● EXERCISE INSTRUCTIONS
Identify every line in the records below that contains the word "generate", and reproduce each one.

● AVAILABLE DATA
PR #157, opened 2020-02-15
Upgrade to Worker SDK 14.1.0

jamiebrynes7:
This PR contains (most of) the upgrade to the Worker SDK 14.1.0. 

It notably is missing:

- The `Schema_Bundle` and `Schema_Json` APIs
- JSON snapshot support

The first of these is implemented, but I couldn't quite get it to work, so I figured lets get the rest of this in.

PR #164, opened 2020-03-19
Add schema bundles

jamiebrynes7:
The last bit of the 14.1.0 upgrade that I ommitted in #157. This PR adds support for schema bundles. 

There are a number of tests except for the command conversions. I used the schema standard library to generate the binary bundle representations which doesn't have any interesting commands (only empty ones).

In a follow up PR, I'm going to add an option to generate a binary bundle as well as the JSON one in `cargo spatial codegen` and use that to generate more interesting bundles. This is just to keep the PR a bit smaller (its already fairly large).

### DIFF
--- a/spatialos-sdk/src/worker/schema/bundle.rs
+++ b/spatialos-sdk/src/worker/schema/bundle.rs
@@ -1,0 +1,321 @@
+use crate::worker::{component::ComponentId, schema::*, utils::cstr_to_string};
+use spatialos_sdk_sys::worker::*;
+use std::ffi::CString;
+use std::ptr::NonNull;
+
+pub type JsonConversionResult<T> = std::result::Result<(T, Option<String>), String>;
+
+pub struct Bundle {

● ANSWER SPACE
There are a number of tests except for the command conversions. I used the schema standard library to generate the binary bundle representations which doesn't have any interesting commands (only empty ones).
In a follow up PR, I'm going to add an option to generate a binary bundle as well as the JSON one in `cargo spatial codegen` and use that to generate more interesting bundles. This is just to keep the PR a bit smaller (its already fairly large).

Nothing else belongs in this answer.